We have an outdoor fire pit and I can't keep wood in it. No sooner than I throw a few sticks in there my girl has the yard is littered with them. She supervises my splitting and waits for any piece that I throw away...immediate play time.


----------



## SolarAndWood (Feb 8, 2012)

From guarding the heap to the spot on the floor in front of the stove, there is no doubt that my dog likes wood.


----------



## katwillny (Feb 8, 2012)

Cant speak for dogs since i dont have any, but both my kids do their homework on the floor in front of the stove. Have been doing this daily for years. Something about warmth that attracts people to that floor. we have had full dinners on the floor in front of the stove.


----------



## RORY12553 (Feb 8, 2012)

My dog goes into the woods after were i throw the ends that i cut off and plays with them in the yard. He also goes out with me to get wood for the fireplace.


----------



## oldspark (Feb 8, 2012)

My old dog couldn't care any less but my daughters dog like to eat it.


----------



## charger4406 (Feb 8, 2012)

My dogs ,16 mth old golden retriever and 12 year old english Shepherd
love wood,both to sniff and chew but can't stand the heat from the stove,they love
the cold lol.


----------



## eclecticcottage (Feb 8, 2012)

My dog is a bit specific.  She ignores the eco bricks and most of the splits.  HOWEVER, if she finds one that's pine..game on.  She LOVES pine.  When we were doing the reno on the living room, we gave her 2x4 cut offs to chew on/play with to keep her busy (untreated of course).  She also likes driftwood.  When we bought fatwood starters before we started splitting the scotch pine we've got/using driftwood, I put it in a mini log holder I found somewhere on top of the wood box.  About 5 minutes later, she was standing about 3' away barking at it with her hackles standing on end.  That went on until we put it out in our "shed" addition where she couldn't get to it.  Just that one batch-every other one, we have to hide or she'll decimate it as soon as we aren't looking.


----------



## Woody Stover (Feb 8, 2012)

I salvaged some half-round posts to stack single rows of wood on, and there were some square Cedar posts mixed in. I had to trim one of them to length, and brought the stub in to use for kindling. Our cat was all _over_ that Cedar, dragging it out onto the floor and rubbing her head on it like it was catnip. :lol:
Our Maltese leaves the splits alone but likes to chew on little stringy pieces that are attached to kindling...


----------



## weatherguy (Feb 8, 2012)

My yard is littered with wood right now, if she can pick it up, and she picks up some good sizes pieces, she drags them around the yard. She loves to chew on bark pieces too, if one falls on the floor shes all over it and leaves a mess on the couch.


----------



## PapaDave (Feb 8, 2012)

weatherguy said:
			
		

> My yard is littered with wood right now, if she can pick it up, and she picks up some good sizes pieces, she drags them around the yard. She loves to chew on bark pieces too, if one falls on the floor shes all over it and leaves a mess on the couch.

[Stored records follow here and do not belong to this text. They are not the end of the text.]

Issue #10204, opened 2023-01-25
`docker-compose create --scale`


mhoangvslev:
### Description

Use case:
Have the service A and I want to eventually deploy 10 containers of that service. I can do `docker-compose up --scale A=10`but it starts all 10 containers and use up all my ressources. I want to be able to create the 10 containers, then activate one/several of them at any point in time.

mhoangvslev:
Thank you for the quick reaction and saving my day! When could I expect the release that includes this?

PR #10208, opened 2023-01-26
Add `--scale`  to `compose create`

laurazard:

**What I did**

Added `--scale` argument to `compose create`, moved scale logic from `cmd/compose/up.go` into `cmd/compose/create.go`.

**Related issue**

fixes https://github.com/docker/compose/issues/10204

Man, I could have written that post. Word for word. I'll add though, that our 14 month old yellow lab "puppy" will go digging in the wood bin next to the stove for a good piece of bark which then becomes mulch on the couch, on the floor, on the bed, etc., etc., etc....... the other labs will do similar, and the dachshund just doesn't give a care. The Newfie doesn't even know where she is half the time anymore (she's way old). 
"Puppy" also digs through the snow and finds bark in the splitting area. 
I don't look forward to the yard cleanup in the spring. Hmmm, maybe she'll "help"? ;-P


----------



## Nixon (Feb 8, 2012)

My three Labs love it when we split . They even snatch splits off the log table . The dachschund could care less, and the two cats just hang out looking at the Labs like they are stupid .


----------



## Ash_403 (Feb 8, 2012)

Likes wood...yes.
My dog (Greyhound, 4 1/2 years old) loves kindling mostly.  I use downed sticks and small branches as kindling too.  He always thinks it's playtime when I drag and handle the small branches/sticks, trying to grab one from my grasp.
Other than that, he just gets in the way when I'm splitting wood (8 lb maul), and pees on the wood stacks.


----------



## BobUrban (Feb 9, 2012)

When he was younger he loved chewing up sticks when I was working on the stacks in the yard and when it came into the house but anymore he just likes to hang around and watch me work.  Anything dad is doing is a fun day for Aussie.  Dogs are great!  My wood wood cutting buddy


----------



## wingsfan (Feb 9, 2012)

Our boxer is right there when I split wood, running off with the chips and chunks that fall to the ground.


----------



## Agent (Feb 9, 2012)

My dog must have some innate sense to defend the wood piles.  She leaves little yard bombs completely surrounding each and every stack I make.


----------



## amellefson (Feb 9, 2012)

Not so much wood but my dog goes ape shpit when I crumple up papers for kindling.  She will snatch up the papers and tear them up.  Crazy dog.

Tony


----------



## Robbie (Feb 9, 2012)

Any canine that is born to hunt or knows animal smells loves wood from other areas because other animal scent is all over the wood. A tree that has been cut will hold other animal scent for a long time. Such animals as squirrel, coons, or anything that rubs around trunk area like deer and lots of animals will leave scent by rubbing or spraying.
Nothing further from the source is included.